[Data for the task Boundary: Start]
PR #490, opened 2019-10-23
489 correctly set parents

### LINKED ISSUE #489: Correctly set parent entities so that we do not need a python reference
Within the instrument view we have a lot of code that does for example:
```
def __init__():
    self.material = None

def create_object():
    self.material = Qt3DExtras.QPhongAlphaMaterial()
    create_entity(self.material)
```
This is because if a `QNode` does not have a parent it will be destroyed if it goes out of scope. By providing a valid parent when we create the QNode we need not hold a reference to the object within python if we're never going to use it again. Go through the GUI and refactor everywhere where this happens.

DominicOram:
### Issue

Closes #489

### Description of work

See ticket, refactored so that we needn't hold on to so many references.

### Acceptance Criteria 

* Confirm that everything still works, especially:
   * The gnomon, axes lines and sample still display as before
   * You can add a component with a mesh and it correctly displays
   * You can remove a component and it disappears

### UI tests

Behaviour is unchanged

### DIFF
--- a/nexus_constructor/instrument_view.py
+++ b/nexus_constructor/instrument_view.py
@@ -83,15 +83,10 @@ class InstrumentView(QWidget):
         self.surface_selector.setSurface(self.view)
 
         # Create the gnomon resources and get its camera
-        self.gnomon = Gnomon(
-            self.gnomon_root_entity,
-            self.view.camera(),
-        )
+        self.gnomon = Gnomon(self.gnomon_root_entity, self.view.camera())
 
         # Create the axes lines objects
-        InstrumentViewAxes(
-            self.axes_root_entity, self.view.camera().farPlane()
-        )
+        InstrumentViewAxes(self.axes_root_entity, self.view.camera().farPlane())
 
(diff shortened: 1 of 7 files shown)


nexus_constructor/instrument_view.py
```diff
@@ -218,40 +195,29 @@ def add_component(
...
+                transform = Qt3DCore.QTransform(self.component_root_entity)
+                transform.setTranslation(position)
+
+                material = create_material(
+                    QColor("black"), QColor("grey"), self.component_root_entity
                 )
-                for position_transform in self.component_positions[name]
-            ]
+
+                self.component_entities[name] = [
```
matthew-d-jones: This isn't quite right, now you overwrite `self.component_entities[name]` with a list contain a single entity each time.
The result is that we only have a handle for the last pixel that was created, so when we try to delete a detector bank component only that pixel is removed from the 3D view.

DominicOram: Good spot, thanks.

PR #491, opened 2019-10-24
481-  fix stream and link writing

### LINKED ISSUE #481: Bug in outputting streams and links to File Writer JSON
We store a `stream` field as a group in the in-memory NeXus file, but it should only result in a `stream` object in the JSON output, not a group containing a stream. In other words, there is an extra nested group in the JSON output which should not be there.

I think part of the confusion is that there is an edit box for a name when you add a stream to the field dialog. I don't think that should be there, instead we should make the field identifiable by displaying the topic (and maybe source if that exists) as a text label instead.

The `name` field of link objects in the JSON should be the name, not the full path from the root of the file.

rerpha:
### Issue

Closes #481 

### Description of work

Fixes the links and streams being put in an extra group that should not be there. This is now not the case and it just puts in the stream object. 

### Acceptance Criteria 

When "kafka stream" is selected as field type, the name field should not be visible. 

Streams and links should now be outputted properly 

### UI tests

N/A - no UI changes besides the kafka stream field disappearing. 

### DIFF
--- a/nexus_constructor/component_fields.py
+++ b/nexus_constructor/component_fields.py
@@ -73,8 +73,14 @@ class FieldWidget(QFrame):
         possible_field_names: List[str],
         parent: QListWidget = None,
         instrument: Instrument = None,
+        stream_group_name: str = None,
     ):
         super(FieldWidget, self).__init__(parent)
+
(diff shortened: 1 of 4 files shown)


rerpha:
I think merging in switch_to_widgets has fixed this?

PR #869, opened 2021-11-11
transformation_type are lower case

zjttoefs:
transformation_types should be lower case. Also field names are lower case by default. This PR addresses both.


mattclarke (approved):
This is the kind of PR I like!

PR #871, opened 2021-11-12
address warnings with python 3.9

zjttoefs:
ECDC-2699

does not address all potential issues, but removes some warnings and should be backwards compatible down to python 3.3


kmurica (approved):
LGTM. Unit tests succeed.

PR #872, opened 2021-11-15
ECDC-2680: proposal id placeholder

mattclarke:
User can define a proposal id or select to use the placeholder.
If no value specified then nothing gets added to the JSON.

When JSON is loaded the GUI reflects the contents regarding the proposal id.

I've added the GUI bits in a place that isn't too offensive, ultimately we may want to move them when we have the tree-view.


kmurica:
Seems to work nicely! Although I will need to do some changes later on in another ticket: https://jira.esss.lu.se/browse/ECDC-2726 
Should not affect the overall function though.

kmurica (approved):
Looks good to me. Works as intended. Unit tests succeed locally.

PR #873, opened 2021-11-15
ECDC-2374: Deal with units in transformation

ebadkamil:
### Description of work

* Use units in translation/rotation fieldwidget for the 3D view scaling.


kmurica (approved):
LGTM. Seems to work. Only annoying thing is the log:
INFO:root:Unit input d has wrong type. Expected something that could be converted to radians.
INFO:root:Unit input de has wrong type. Expected something that could be converted to radians.
But that was affected from an earlier PR.

PR #878, opened 2021-11-17
ECDC-2726_remove_old_dataset_class

kmurica:
### Issue

ECDC-2726

### Description of work

Changing code to use the dataset in stream.py instead.


ebadkamil (approved):
LGTM

PR #881, opened 2021-11-17
Ecdc 2730 disk chopper orientation

zjttoefs:
### Issue

ECDC-2730


kmurica (approved):
Works for me and seems more correct with the nexus definition.

PR #886, opened 2021-11-19
ECDC-2697: Allow users to be defined in the GUI

mattclarke:
Adds a dialog to allow adding users to the JSON.
It saves to the JSON and can be read back.

The part of the ticket for adding the placeholder will come in another PR.

### DIFF
--- a/nexus_constructor/json/load_from_json.py
+++ b/nexus_constructor/json/load_from_json.py
@@ -284,6 +284,8 @@ class JSONReader:
                 and parent_node.nx_class == "NXentry"
             ):
                 self.model.entry[nexus_object.name] = nexus_object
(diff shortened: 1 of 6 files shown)


nexus_constructor/json/load_from_json.py
```diff
@@ -284,6 +284,8 @@ def _read_json_object(self, json_object: Dict, parent_node: Group = None):
                 and parent_node.nx_class == "NXentry"
             ):
                 self.model.entry[nexus_object.name] = nexus_object
+            if isinstance(nexus_object, Group) and nexus_object.nx_class == "NXuser":
```
mattclarke, line 287: Bit of a hack, but as this is the old code I think we can put up with it.

kmurica (approved):
LGTM. Works fine and unit tests pass. Code looks good.

PR #894, opened 2021-11-30
ECDC-2732 transform and is_component in Group class

kmurica:
### Issue

ECDC-2732

### Description of work

Adding member transformation functions to the Group class needed to generate a proper component.


kmurica:
New PR will be created. Do not delete the branch though.

PR #895, opened 2021-12-06
ECDC-2738 Remove component list

kmurica:
### Issue

ECDC-2738

### Description of work

Remove component list from instrument class. This fixes the issue with copies of components when a json is loaded, edited and saved again.

### DIFF
--- a/nexus_constructor/component_tree_model.py
+++ b/nexus_constructor/component_tree_model.py
@@ -83,6 +83,7 @@ class ComponentTreeModel(QAbstractItemModel):
     def add_component(self, new_component: Component):
         self.beginInsertRows(QModelIndex(), len(self.components), len(self.components))
         self.components.append(new_component)
+        self.model.entry.instrument[new_component.name] = new_component
         self.endInsertRows()
 
     def _remove_link(self, index: QModelIndex):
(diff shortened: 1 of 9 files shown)


nexus_constructor/component_tree_model.py
```diff
@@ -26,7 +26,7 @@ class ComponentTreeModel(QAbstractItemModel):
     def __init__(self, model: Model, parent=None):
         super().__init__(parent)
         self.model = model
-        self.components = self.model.entry.instrument.component_list
+        self.components = self.model.entry.instrument.get_components()
 
     def columnCount(self, parent: QModelIndex) -> int:
```
umithardal, line 31: Can we please remove this function? Why do we need a function to return an integer?

umithardal (approved):
As far as I see the changes satisfies what has been asked in the ticket; basically improve on component list.

Other than my comment on a function that returns an integer which is `1` (this is a trick in python to make sure we have a constant, as Python has no constants), I saw nothing wrong. So I approved.

kmurica:
Added issues with inherited functions to ticket https://jira.esss.lu.se/browse/ECDC-2679

PR #897, opened 2022-01-05
ECDC-2737: respect dataset type when writing to JSON

ebadkamil:
### Issue

Close ECDC-2737

### Description of work
- When writing to json, dataset's type is respected.


kmurica (approved):
Code is good. Works and unit tests pass.
LGTM.

PR #898, opened 2022-01-05
ECDC-2746: Error loading amor json

kmurica:
### Issue

Does not close the ticket.

### Description of work

Adding handling for the case when the group lacks a proper nexus class when loading a json and putting a warning.

### Acceptance Criteria 

load the amor json file and see that the warning is there for those cases.

### UI tests

load the amor json file.

### DIFF
--- a/nexus_constructor/model/attributes.py
+++ b/nexus_constructor/model/attributes.py
@@ -27,11 +27,8 @@ class Attributes(list):
         )
 
     def get_attribute_value(self, attribute_name: str):
-        item = _get_item(self, attribute_name)
-        if contains_attribute(attribute_name):
+        if self.contains_attribute(attribute_name):
             return _get_item(self, attribute_name).values
-        return None       
-            return item.values
         return None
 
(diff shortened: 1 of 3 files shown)


nexus_constructor/model/attributes.py
```diff
@@ -27,7 +27,10 @@ def set_attribute_value(
         )
 
     def get_attribute_value(self, attribute_name: str):
-        return _get_item(self, attribute_name).values
+        item = _get_item(self, attribute_name)
+        if item:
```
ebadkamil, line 31:
```suggestion
        if contains_attribute(attribute_name):
            return _get_item(self, attribute_name).values
        return None       
```

ebadkamil: Just to make use of already existing function below.

ebadkamil (approved):
I was able to load amor json file without error. Too many warnings but that's what is expected from a json file which was probably not produced by NC.

LGTM even if you don't take the minor suggestion.

PR #616, opened 2024-07-08
Update robots.txt default content

### LINKED ISSUE #522: Keep Away Well-behaved robots

Ariana-B:
As recommended, also disallow `/dataset/*` pages in default robots.txt to avoid bots hitting individual datasets.

----
📚 Documentation preview 📚: https://datacube-explorer--616.org.readthedocs.build/en/616/

### DIFF
--- a/cubedash/_pages.py
+++ b/cubedash/_pages.py
@@ -40,9 +40,7 @@ _DEFAULT_GROUP_NAME = "Other Products"
 
 _DEFAULT_ARRIVALS_DAYS = 14
 
-_ROBOTS_TXT_DEFAULT = (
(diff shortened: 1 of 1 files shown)


omad (changes requested):
Makes sense, thank you. 

Can you please make it a triple quoted string though, it'll be much more readable.

omad (approved):
Thank you!

PR #620, opened 2024-07-25
Dockerfile: fixate GDAL version

pjonsson:
Building from gdal-latest will make
the explorer 2.12.3 image unbuildable
when gdal-latest suddenly contains
breaking changes.

Fixate the image version to keep old
releases of explorer buildable even
in the future.

----
📚 Documentation preview 📚: https://datacube-explorer--620.org.readthedocs.build/en/620/


pjonsson:
@Ariana-B I try to stay up to date with releases, but there are a lot of things to keep up with, so when I fall behind it's valuable for me if the old releases remain buildable.

Ariana-B (approved):
I had not thought of that - good catch, and thank you!

PR #634, opened 2024-11-15
Add PostGIS support

Ariana-B:
Create the `ExplorerIndex` class to enable PostGIS index support.

----
📚 Documentation preview 📚: https://datacube-explorer--634.org.readthedocs.build/en/634/


cubedash/_utils.py
```diff
@@ -105,13 +99,44 @@ def expects_eo3_metadata_type(md: MetadataType) -> bool:
...
+    """
+    # If EO3+Stac formats, there's already has a plain 'datetime' field,
+    # So we can use it directly.
+    if expects_eo3_metadata_type(md_type):
+        props = jsonb_doc_expression(md_type)["properties"]
+
+        # .... but in newer Stac, datetime is optional.
+        # .... in which case we fall back to the start time.
+        #      (which I think makes more sense in large ranges than a calculated center time)
+        return (
```
SpacemanPaul, line 127: I totally agree about start time making more sense than centre time for large ranges.

cubedash/_utils.py
```diff
@@ -426,7 +451,7 @@ def dataset_created(dataset: Dataset) -> Optional[datetime]:
             _LOG.warning(
                 "invalid_dataset.creation_dt", dataset_id=dataset.id, value=value
             )
-
+    # should we fall back to the indexed time, like in _dataset_creation_expression?
     return None
```
SpacemanPaul, line 458: Falling back to indexed time makes sense to me tbh.

cubedash/_utils.py
```diff
@@ -435,6 +460,7 @@ def center_time_from_metadata(dataset: Dataset) -> datetime:
     This function shares the same logic as
     https://github.com/opendatacube/datacube-explorer/blob/4afa0dbbb51d541f377c479e7edb914bdb62aef9/cubedash/summary/_extents.py#L481-L505
     """
+    # seems to be a misleading name...
```
SpacemanPaul, line 467: IKR - what is this function?

cubedash/index/postgis/_api.py
```diff
@@ -0,0 +1,977 @@
...
+            )
+
+    def upsert_product_record(self, product_name: str, fields):
+        # Dear future reader. This section used to use an 'UPSERT' statement (as in,
+        # insert, on_conflict...) and while this works, it triggers the sequence
+        # `product_id_seq` to increment as part of the check for insertion. This
+        # is bad because there's only 32 k values in the sequence and we have run out
+        # a couple of times! So, It appears that this update-else-insert must be done
+        # in two transactions...
+        with self.index._active_connection() as conn:
```
SpacemanPaul: Doing in two SQL statements makes sense, but could (and probably should) still be done in a single transaction:

Just use `self.index.transaction()` instead of `self.index._active_connection()`

cubedash/index/postgis/_api.py
```diff
@@ -0,0 +1,977 @@
...
+    def product_time_overview(self, product_id: int):
+        with self.index._active_connection() as conn:
+            return conn.execute(
+                select(
+                    func.min(DatasetSpatial.center_time),
+                    func.max(DatasetSpatial.center_time),
+                    func.count(),
+                ).where(DatasetSpatial.product_ref == product_id)
+            ).fetchone()
+            # return conn.execute(
```
SpacemanPaul: Do we need this commented out code?

cubedash/index/api.py
```diff
@@ -0,0 +1,193 @@
...
+from datacube.index import Index
+from datacube.model import Dataset, MetadataType, Product, Range
+from sqlalchemy.sql import ColumnElement
+
+
+class EmptyDbError(Exception):
+    pass
+
+
+class ExplorerAbstractIndex(ABC):
```
SpacemanPaul, line 15: Eventually it would be nice to use this (and the equivalent abstract class in OWS) as a checklist of functionality to be brought into the core index API.

It would therefore be nice if all these methods could have clear docstrings.  Probably not worth holding up the 1.9 release over though.

cubedash/testutils/database.py
```diff
@@ -100,7 +102,9 @@ def odc_db(postgresql_server, tmp_path_factory, request):
             tmp_path_factory.mktemp("odc") / "test_datacube.conf"
         )
         config = configparser.ConfigParser()
```
SpacemanPaul, line 104: With the new config API, it feels like there should be a simpler way to handle test config than dynamically generating a temporary ini file.

SpacemanPaul (approved):
Mostly looks good.  Feel free to address any of my comments that can addressed quickly, but simply adding a comment or a GH issue to come back to them later would also be an acceptable response.

(And obviously get the GHA checks passing)

cubedash/index/postgis/_api.py
Ariana-B: ~~Nope, there were just so many of them scattered around that I've missed a few!~~
Actually, this was an alternative query that I thought should work, but didn't

cubedash/_utils.py
Ariana-B: This is an old comment, the method just got moved out of `_extents.py`

cubedash/testutils/database.py
Ariana-B: Yeah, this whole setup is copypasta from odc-tools and needs to be revisited

PR #648, opened 2025-03-23
schemas: update to STAC 1.1.0

pjonsson:
----
📚 Documentation preview 📚: https://datacube-explorer--648.org.readthedocs.build/en/648/


pjonsson:
There are 3 tests still failing that I couldn't get to work. I suggest merging this so the CI becomes green, and then someone who knows more about explorer and its testsuite can take a look at it.

Edit: a log of the failures can be found in https://github.com/opendatacube/datacube-explorer/actions/runs/14019751866/job/39250105214.

Why do the tests print a million lines of ` == Index Call == get_dataset: 1.4252662658691406` on stderr?

omad (approved):
Thanks Peter!!!

PR #651, opened 2025-03-24
tests: fix robots.txt test

pjonsson:
The text was updated in #642
without updating the test,
so update the test.

----
📚 Documentation preview 📚: https://datacube-explorer--651.org.readthedocs.build/en/651/


omad (approved):
Whoops, and thanks.

Such a fragile test... but, I guess it's better than nothing.

PR #654, opened 2025-03-30
Update to Python 3.10 syntax

pjonsson:
Use modern syntax for types,
and import things from collection
instead of typing when possible.

----
📚 Documentation preview 📚: https://datacube-explorer--654.org.readthedocs.build/en/654/


omad (approved):
That's a lot of cleaning 🧹! Thanks.

PR #655, opened 2025-03-30
Fix utcnow() warning

pjonsson:
Use datetime.now(timezone.utc) instead.

----
📚 Documentation preview 📚: https://datacube-explorer--655.org.readthedocs.build/en/655/


omad (approved):
👍🏻

PR #658, opened 2025-03-31
Fix some grid_spec warnings

pjonsson:
Make a private function that
extracts the same product information
that was previously gotten from
the now deprecated grid_spec,
and then use that helper instead
of grid_spec.

The helper should be removed once
there are suitable replacements
in some part of the opendatacube-API.

----
📚 Documentation preview 📚: https://datacube-explorer--658.org.readthedocs.build/en/658/


pjonsson:
This fixes 550 warnings that `test_page_load` triggers, 220 warnings triggered by `test_stac`, and a bunch of other warnings.

After this PR, it's clear that the remaining GridSpec warnings are caused by `test_summarise_data.py::test_computed_regions_match_those_summarised[default]`.

pjonsson:
Making this a draft since https://github.com/opendatacube/datacube-core/pull/1783 revealed the resolution can be a scalar.

If the grid_spec property remains and is no longer deprecated, I think it would be better to use that than replicate the same functionality in explorer.

PR #665, opened 2025-04-10
api: align argument with implementations

pjonsson:
The two implementations have no stars,
so remove the stars on the abstract
method as well.

----
📚 Documentation preview 📚: https://datacube-explorer--665.org.readthedocs.build/en/665/


pjonsson:
I think Paul is quite busy with OWS so adding omad and Ariana as reviewers. I have too many things in flight right now so I might have mixed things up, but I think Ariana was the last one who touched the lines for the changes in api.

Ariana-B (approved):
Thanks for this!
I have been the main person looking after explorer lately, so happy to be the primary reviewer on any PRs.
[Data for the task Boundary: End]
→ **Your task**
Transcribe each line of the data above, unaltered, from the one where "Adds a dialog" appears to the one where "-284,6 +284,8 @@ class" appears, inclusive of both.

→ **Task solution**
Adds a dialog to allow adding users to the JSON.
It saves to the JSON and can be read back.

The part of the ticket for adding the placeholder will come in another PR.

### DIFF
--- a/nexus_constructor/json/load_from_json.py
+++ b/nexus_constructor/json/load_from_json.py
@@ -284,6 +284,8 @@ class JSONReader:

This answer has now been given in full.